Example to use GPU, with singularity:
withName:"DEEPVARIANT_CALLVARIANTS" {
containerOptions = '--nv'
container = '/data/nobackup/nsc/raredisease-configs/singularity/docker.io-google-deepvariant-1.5.0-gpu.img'
cpus = 6
}
Blocking issue - I need some help please:
- There is no way to get intervals.baseName in POSTPROCESSVARIANTS because the intervals are not propagated. They are only needed for MAKEEXAMPLES. Sarek uses "intervals.baseName" as part of the prefix, to have a unique name for each interval's vcf files. It seems a bit ugly to propagate intervals through all the processes when it's not needed, but I could do it. Or sarek could use make_examples_id instead in the name, but it's not as easy to see what it is from the filename - just a long hash.
Limitations:
- Nextflow will submit all the MAKEEXAMPLES jobs it can before any CALLVARIANTS. If there are many jobs and it's limited by executor.queueSize, it means that the GPU won't be utilised until all the MAKEEXAMPLES jobs are submitted to the scheduler. It's likely to run into this in sarek, which splits the samples by intervals, producing many jobs.
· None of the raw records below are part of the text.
PR #6717, opened 2025-06-13
add deployment visibility to konflux-info

marcin-michal:
related to [KONFLUX-8558](https://issues.redhat.com/browse/KONFLUX-8558), it is beneficial for the UI to be able to differentiate, if the current deployment is public or private

### DIFF
--- a/components/konflux-info/production/kflux-ocp-p01/info.json
+++ b/components/konflux-info/production/kflux-ocp-p01/info.json
@@ -49,5 +49,6 @@
                 "name": "konflux-contributor-user-actions"
             }
         }
-    ]
+    ],
+    "visibility": "private"
 }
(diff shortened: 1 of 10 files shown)


gbenhaim:
What is the reason th ui needs to know this detail?

marcin-michal:
> What is the reason th ui needs to know this detail?

On the namespace list page, there is a link to the internal documentation for instructions on how to create a new namespace. This should not be displayed on the public instances as it leads to possibly inaccessible places, as described in [KONFLUX-8558](https://issues.redhat.com/browse/KONFLUX-8558)

sahil143:
@gbenhaim For now we can proceed with just setting up the visibility in the config map, this is blocking a bug resolution.  We can create a feature request to have docs direct links as part of config maps. Currently, there is only link (namespace documentation) in UI that's pointing to internal documentation.

PR #6723, opened 2025-06-13
complete removal of mutate-namespace-enforce-label policy

filariow:
we don't need this anymore as onboarding is managed just by ArgoCD nowadays


amisstea (approved):
/lgtm

PR #6714, opened 2025-06-13
introducing the policies component in stg and dev

filariow:
we want to migrate all the Kyverno ClusterPolicies to a dedicated component

Signed-off-by: Francesco Ilario <filario@redhat.com>

PR #6724, opened 2025-06-13
migrate kubearchive policies to policies component in stg

filariow:
Requires:

* [ ] https://github.com/redhat-appstudio/infra-deployments/pull/6714


rh-hemartin:
Hey! Does this force KubeArchive to be installed in all staging clusters? We are not installed on p01 and we don't have plans to yet.

PR #6726, opened 2025-06-13
Automate adding NAT Gateway IPs to smee allow list

enkeefe00:
This adds a task to communicate with AWS and get the cluster VPC's NAT Gateway IPs and adds some tasks to the main playbook to add the retrieved IPs if they do not already exist in the the cluster's smee IP allow list.

Assisted-by: Gemini


hack/new-cluster/playbook.yaml
```diff
@@ -139,6 +140,36 @@
...
+      include_tasks: tasks/aws/smee-ips.yaml
+    
+    - name: Get current content of {{ env }} smee IP allow list
+      # If the path does not exist, yq will return an empty string to stdout.
+      command: yq '.[0].value' {{ smee_ip_allow_list_file }}
+      register: current_ip_allow_list
+      changed_when: false # This task only reads data, it doesn't change anything.
+
+    - name: Add the NAT Gateway Public IPs to the {{ env }} IP allow list
+      # This task executes only if the current content in the file
```
ralphbean, line 155:
```suggestion
      tags: [smee-ips]
      # This task executes only if the current content in the file
```

PR #6764, opened 2025-06-16
feat(PVO11Y-4814): Promote Kanary exporter to a production cluster

FaisalAl-Rayes:
This is meant for:
- Publishing metrics to `rhtap-observatorium-prod` datasource which feeds the SLO alerts routing to #konflux-slo-alerts on slack

related issue: [PVO11Y-4814](https://issues.redhat.com/browse/PVO11Y-4814)


kubasikus (approved):
/approve
/lgtm

filariow (commented):
usually we don't have components in production without having them also in staging. Is there a specific need for this one to be removed from staging and installed in production?

kubasikus (approved):

kubasikus:
@filariow We discussed some more with @FaisalAl-Rayes and @mftb and will go for stage and prod deployments. Please PTAL.

mftb (approved):
/lgtm
/approve

argo-cd-apps/base/monitoring-workload-kanary/monitoring-workload-kanary.yaml
filariow, line 1: I suspect this will match `stone-prod-p01`, `kflux-ocp-p01`, and `kflux-rhel-p01` too and install there what's under `components/monitoring/kanary/production/base`? 

@gbenhaim @hugares am I right?

FaisalAl-Rayes: @filariow thats a very good point! Thank you for noticing.
I will move the exporter from the base/kustomization.yaml to <environment>/<cluster-name>/kustomization.yaml since we are not aiming for multi cluster deployment (per environment) as of now.

filariow: This way we'll still install the RBAC and the ExternalSecret in the other production clusters.
Should we move also those resoruces to `components/monitoring/kanary/${environment}/stone-prod-p02/kustomization.yaml` and leave `production/base` with just a dummy resource (needed not to fail), like the Namespace?

FaisalAl-Rayes: @kubasikus what do you think?

I remember that before we were thinking that it should still not be an issue to have that deployed in clusters other than our target cluster.

Having it stay they way it is will make it easier for us in the future since we would need to still deploy whatever is in base to all the clusters in a given environment.

kubasikus: @FaisalAl-Rayes I think it makes sense to only deploy the resources to cluster where we actually need them. We can always move the resources to the base if we decide to deploy across multiple clusters in the future.

kubasikus: @filariow Can you take another look?

filariow: Looks way better to me. Thanks for addressing my comments.

dirgim (approved):
/lgtm
/approve

PR #6786, opened 2025-06-18
fix(STONEINTG-1259): disable integration leader election

dirgim:
* Disable the leader election for the integration service controller manager in staging/development
* The leader election is not needed for the integration service at this point
* The etcd defragmentation is causing pods to restart when failing to renew the lease


sonam1412 (approved):
lgtm

jsztuka (approved):
lgtm

PR #6788, opened 2025-06-18
Update the Tekton Results watcher timeouts

enarha:
More information about the change:
https://github.com/redhat-appstudio/infra-deployments/pull/6779 We start with single production cluster, before updating the rest.

The `enable-param-enum: true` change is unrelated, but since the kflux-rhel-p01 cluster was out of sync with the base, it was now added to the generated diff and all clusters brought to sync with base.


khrm (commented):
/approve
/lgtm

PR #6792, opened 2025-06-19
scrape kyverno metrics in dev and stage

filariow:
Kyverno doesn't seem to support HTTPS on the metrics server natively even though the Helm chart allows to configure the ServiceMonitor for that.
Further investigation is needed, deferring it to another PR.


hugares (approved):
/lgtm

I really like what you did. I'd say it's time for really thinking properly on how to do this nicely and propagate it trough the pipelines that need it. I'll have a more in-depths look and will get back to you ASAP
As linked above - I made a new attempt at a pull request, which keeps the existing module as deepvariant/rundeepvariant, and uses the new DeepVariant version (requiring some changes to the intermediate file names). The model type value channel is removed, instead the model type is configured in the config.